A couple of ideas .. I would like to benchmark a remote headless server, as well as different methods to run the LLM (vllm vs tgi vs llama.cpp ...) on my local machine, and in this case llamafile is quite limiting. Connecting over an OpenAI-like API instead would be great!
LocalScore dev here
Thank you! I think this is quite possible! If you don't mind starting a discussion on this I would love to think aloud there
https://github.com/cjpais/LocalScore/discussions
Interesting approach to making local recommendations more personalized and relevant. I'm curious about the cold start problem for new users and how the platform handles privacy. Partnering with local businesses to augment data could be a smart move. Will be watching to see how this develops!
This looks super useful, especially with so many folks experimenting with local LLMs now. Curious how well it handles edge devices. Will give it a try!
Why choose a combibation of llama and qwen, when you could have used just qwen models with more permissive license?
It's kind of just an artifact of the development.

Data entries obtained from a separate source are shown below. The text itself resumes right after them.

PR #238, opened 2019-07-13
Fixed a few demos

njayinthehouse:
A few of the demos weren't compiling because of a little missing language extension declaration. All fixed!

Thanks for the great package! :)

### DIFF
--- a/programs/BorderDemo.hs
+++ b/programs/BorderDemo.hs
@@ -1,3 +1,4 @@
+{-# LANGUAGE CPP #-}
 {-# LANGUAGE OverloadedStrings #-}
 module Main where
 
--- a/programs/BorderDemo.hs
+++ b/programs/BorderDemo.hs
@@ -1,4 +1,3 @@
-{-# LANGUAGE CPP #-}
 {-# LANGUAGE OverloadedStrings #-}
 module Main where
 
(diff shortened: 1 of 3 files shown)


jtdaugherty:
Thanks for the patch. What version of Cabal and GHC was this on?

Happy to switch the default models and sizes in the future especially based on community feedback
Really awesome project!
Clicking on GPU is a nice simple visualization. I was thinking maybe try to put that type of visual representation intuitively accessible immediately on the landing page.
cpubenchmark.net could he an example technique of drawing the site visitor into the paradigm.
I think you might be right, definitely interested in this feedback and creating charts and graphs that are the most useful for folks!